Interesting fact: If you stored 1 PB of data on standard DVDs, the stack would be about 220 km tall. Google processes approximately 20 PB of data per day.
The megabit (Mbit) equals 1,000,000 bits and is the standard unit for broadband internet speed ratings. ISPs advertise speeds in Mbps (megabits per second), not megabytes per second.
A 100 Mbps broadband connection can theoretically download 12.5 MB per second. Standard definition video streaming requires about 3 Mbps; 4K HDR streaming needs 25 Mbps.
Interesting fact: The confusion between Mbit and MB is intentional in some marketing — a '100 Mbps' connection sounds faster than '12.5 MB/s', though they're identical.

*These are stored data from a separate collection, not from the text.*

PR #2931, opened 2026-05-07
Reject footguns in `redact` annotation placement

### LINKED ISSUE #2914: Validate redaction annotation placement to prevent silent non-functional or fragile redactions
### Problem

Redaction annotations only function when placed at the **top level of `writeSchema`, outside `$defs.flow://connector-schema`**. The platform does not validate placement, so misplaced annotations either silently fail to redact, work transiently then get clobbered, or appear correct but are undetectable when broken. The failure modes are all silent — customer adds an annotation, sees no error, assumes redaction is active.

### Specific misplacement cases not caught today

| Placement | Outcome | Caught by validation? |
|---|---|---|
| Top of `writeSchema`, outside `$defs.flow://connector-schema` | ✅ Functional and durable across reset/discover | N/A — supported placement |
| `readSchema` only | ❌ Non-functional. Redaction is write-time only | No warning/error |
| Inside `$defs.flow://connector-schema` | ⚠️ Functional today, but the next discover overwrites the connector-schema sub-tree | No warning |
| Single combined `schema:` block | ⚠️ Functional today, but auto-discover transitioning to `writeSchema`/`readSchema` initialises fresh schemas without the customer's annotations | No warning |

The `update_connector_schema` opt-in-marker check in `crates/control-plane-api/src/discovers/specs.rs:495-500` does not catch case 3 — schemas with redact inside `$defs.flow://connector-schema` *do* have the marker, so discover happily overwrites the sub-tree.

### Existing safeguards (correctness-only, not placement)

The validation crate today catches only:
- Redact on a key location → `KeyHasRedact` error (`crates/validation/src/errors.rs:141`, checked in `crates/validation/src/schema.rs:104` and `crates/validation/src/collection.rs:200`)
- Redact on `/_meta/uuid` → `UuidPtrHasRedact` error (`crates/validation/src/errors.rs:149`, checked in `crates/validation/src/collection.rs:791`)

Both are about runtime correctness (would break dedup or destroy the UUID placeholder). Neither flags placement that silently fails to redact at all.

### Why it matters

Redaction is the customer-facing PII / compliance mechanism. Silent loss of redaction means PII flows unredacted into materialized destinations — there has been at least one production incident where a customer had to retroactively delete unredacted data from cloud storage after a discover-driven schema rebuild dropped misplaced redactions.

When a customer hits this in the field, the entire customer-facing playbook becomes "make sure your redactions are at the top level of `writeSchema`, outside `$defs.flow://connector-schema`, not in `readSchema`, not in a single combined `schema:` block." That's a lot of conditions to verify by inspection, and there's no platform feedback when any one of them is violated.

### Prior internal discussion

Two related proposals were sketched in [the redact-loss incident thread](https://estuaryworkspace.slack.com/archives/C03QBN83GQ4/p1772136996315899) and [the original connector-schema design thread](https://estuaryworkspace.slack.com/archives/C07SEA0G40N/p1756415442607559):

1. *Treat schemas without `flow://connector-schema` as manually managed* — partially shipped, as the opt-in-marker check in `update_connector_schema`. Doesn't address the "redact inside connector-schema def" case.
2. *Auto-deselect `redact: block` fields from materialization defaults* — proposed but not shipped. Would prevent redacted fields from being projected even if the redaction itself fails or migrates locations.

The [docs](https://docs.estuary.dev/features/redaction/) describe the supported placement, but rely on the customer reading and following them — there is no validation backstop.

### Proposed resolution directions

1. **Validation-time error or warning for non-functional placement.** Add to `crates/validation/src/collection.rs`:
   - `redact` annotation present in `readSchema` only (no corresponding annotation in `writeSchema` at the same location) → warning recommending move to `writeSchema`. Could be elevated to error after a deprecation window.
   - `redact` annotation inside `$defs.flow://connector-schema` → warning (annotation will be lost on the next discover).
   - `redact` annotation inside a single `schema:` block → warning recommending split `writeSchema`/`readSchema` (annotation will be dropped if the connector emits a sourced schema and auto-discover transitions to split).
2. **Auto-deselect `redact: block` fields from `fields.recommended`.** Per the prior proposal, treat the presence of a `redact` annotation as a sound reason not to include the field in default materialization recommendations. Belt-and-braces against any future placement bug.
3. **Optional UI guidance.** Surface the same checks in the dashboard's schema editor at edit time, before publication.

Direction (1) is the lowest-risk: it's diagnostic-only, doesn't change runtime behavior, and would have prevented every redact-loss incident I'm aware of. Direction (2) is a useful correctness backstop and aligns with existing precedent for handling annotated fields. Direction (3) is a nice-to-have but out of scope for the control-plane work.

### Labels

`control-plane`, `enhance`

jshearer:
## Background

Redaction runs at capture time (or pedantically, at any time that data is written to a collection, which also includes derivations), at the moment documents enter the system. The runtime applies it according to the `redact` annotations present in the collection's write schema. For the annotation to take effect, it has to survive the publication pipeline and end up in the write schema. The platform currently _accepts_ `redact` in several locations where one or both of those conditions fail silently: in `readSchema`, which only materializations consult, and anywhere inside a `flow://...` subtree (`flow://write-schema`, `flow://inferred-schema`, `flow://relaxed-write-schema`, `flow://connector-schema`), each of which the publication pipeline overwrites on every build.

Two categories of misplacement are accepted today with no signal to the user:

* **`redact` only in the read schema.** The read schema is used at materialization time, not at capture time. A redaction annotation in this location _will_ prevent sensitive data from being written to the destination system, but it _won't_ prevent it from being stored in the customer's collection in the first place. 
* **`redact` inside `$defs/flow://*`.** These are virtual schemas that get replaced before publication completes. Discover overwrites `$defs/flow://connector-schema` with `overwrite: true` on every run, and validation inlines `flow://write-schema`, `flow://relaxed-write-schema`, and `flow://inferred-schema` from other sources. Annotations placed inside any of them are erased before they ever reach the runtime.
  * **Concept:** would a better solution be to error if a publication contains _any_ changes to a `flow://` schema? Not actually sure if that's a trivial thing to check though..

This PR adds validation checks that block these misplacements at publication time.

## Changes

Two new errors, modeled on the existing `KeyHasRedact` and `UuidPtrHasRedact`:

* `ReadSchemaRedactNotInWriteSchema`: walks the read schema's locations and errors if any `redact` annotation has no corresponding `redact` at the same pointer in the write schema.
  * **Note:** I suppose technically this doesn't have to be an error... but it feels like we should err on the side of caution and forbid the narrow use-case of writing unredacted data to the collection, and only redacting at materialize time. Any objections?
* `RedactInsideManagedDefs`: scans the user-authored schema model for `redact` annotations inside any `$defs/flow://...` entry and reports the offending JSON pointer. The scan reads the pre-inlining model, so the verbatim copy of the write schema that validation places into `$defs/flow://write-schema` is not misreported.

Closes #2914.

### DIFF
--- a/crates/validation/src/collection.rs
+++ b/crates/validation/src/collection.rs
@@ -191,6 +191,48 @@ fn walk_collection(
         check_uuid_ptr_not_redacted(scope.push_prop("schema"), &write_spec.spec, errors);
     }
 
+    // Redaction runs at capture time using the write schema. Annotations
+    // placed only in the read schema do not protect stored documents.
+    if let Some(read) = &read_spec {
+        check_read_schema_redact_in_write_schema(
+            scope.push_prop("readSchema"),
+            &read.spec,
+            &write_spec.spec,
+            errors,
+        );
+    }
+
+    // Annotations placed inside `$defs` entries whose `$id` is a system-managed
+    // schema URI are silently overwritten by discover or validation-time
+    // inlining. Scan the user-authored models (not the post-inlining
+    // `read_spec.model`, which carries a verbatim copy of the write schema).
+    if let Some(read) = read_model.as_ref() {
+        let write = write_model
+            .as_ref()
+            .expect("split schemas have write_model");
+        check_redact_in_managed_defs(
+            scope.push_prop("writeSchema"),
+            write,
+            &write_spec.spec.curi,
+            errors,
+        );
+        if let Some(read_spec) = &read_spec {
+            check_redact_in_managed_defs(
+                scope.push_prop("readSchema"),
+                read,
+                &read_spec.spec.curi,
+                errors,
+            );
+        }
+    } else if let Some(schema) = schema_model.as_ref() {
+        check_redact_in_managed_defs(
+            scope.push_prop("schema"),
+            schema,
+            &write_spec.spec.curi,
+            errors,
+        );
+    }
+
     let effective_read_spec = read_spec
         .as_ref()
         .map(|Schema { spec, .. }| spec)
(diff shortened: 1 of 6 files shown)


crates/validation/src/collection.rs
```diff
@@ -807,6 +849,116 @@ fn check_uuid_ptr_not_redacted(scope: Scope, spec: &schema::Schema, errors: &mut
...
+) {
+    let raw: serde_json::Value = match serde_json::from_str(model.get()) {
+        Ok(v) => v,
+        Err(_) => return, // Parse errors are reported elsewhere.
+    };
+    let Some(defs) = raw.get("$defs").and_then(|v| v.as_object()) else {
+        return;
+    };
+    for (def_id, def_value) in defs {
+        if !def_id.starts_with("flow://") {
```
jgraettinger: nit: it'd be more precise to inspect `$id` of the map value schema, which is the canonical URI of the definition and the active driver of $ref behavior -- technically, the key doesn't matter and can be swapped out with something else. We happen to use flow:// by convention.

crates/validation/src/collection.rs
```diff
@@ -807,6 +849,116 @@ fn check_uuid_ptr_not_redacted(scope: Scope, spec: &schema::Schema, errors: &mut
...
+            continue;
+        }
+        let mut findings = Vec::new();
+        find_keyword_in_json(def_value, "redact", &mut String::new(), &mut findings);
```
jgraettinger: nit: It feels weird to use `shape.locations()` above to search for `redact`, and a raw custom search over serde_json::Value here, to do essentially the same thing. Why not build the $defs sub-schema into a doc::Shape and search via locations()?

jgraettinger (approved):
LGTM % comments

crates/validation/src/collection.rs
```diff
@@ -807,6 +849,109 @@ fn check_uuid_ptr_not_redacted(scope: Scope, spec: &schema::Schema, errors: &mut
...
+// lost on the next publication. We discriminate by `$id` (the canonical URI
+// that drives `$ref` resolution), not by the `$defs` key (which is convention
+// only and can be renamed).
+fn check_redact_in_managed_defs(
+    scope: Scope,
+    model: &models::Schema,
+    curi: &url::Url,
+    errors: &mut tables::Errors,
+) {
+    const MANAGED_IDS: &[&str] = &[
```
jshearer, line 905: @jgraettinger WRT checking `$id`... did you mean like this? I didn't see a way to blanket check if an ID is one of these well-known URIs or not. Doing it this way vs checking for `flow://` does mean that this is one more place we have to remember to update

jgraettinger: I had meant only checking if `$id`'s value starts with `flow://`, rather than the $defs map key. I'm cool with this too though :shrug:

jgraettinger (approved):
Still LGTM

Converting petabyte to megabit is a common task in computing, networking, and data management. Storage manufacturers, operating systems, and network equipment often express data sizes in different units — understanding the conversion is essential for comparing specifications, planning storage capacity, and interpreting network speed versus file size relationships.
As a practical reference: 5 PB = 4e+10 Mbit and 10 PB = 8e+10 Mbit. For larger quantities, 100 PB = 8e+11 Mbit. The reverse conversion uses the factor 1.2500e-10, so 1 Mbit = 1.2500e-10 PB. Note that decimal prefixes (KB=1,000, MB=1,000,000) differ from binary prefixes (KiB=1,024, MiB=1,048,576) — always check which standard your software or hardware uses.
All conversions use the internationally recognized factor of exactly 1 PB = 8e+09 Mbit, calculated with IEEE 754 double-precision arithmetic accurate to at least 8 significant figures.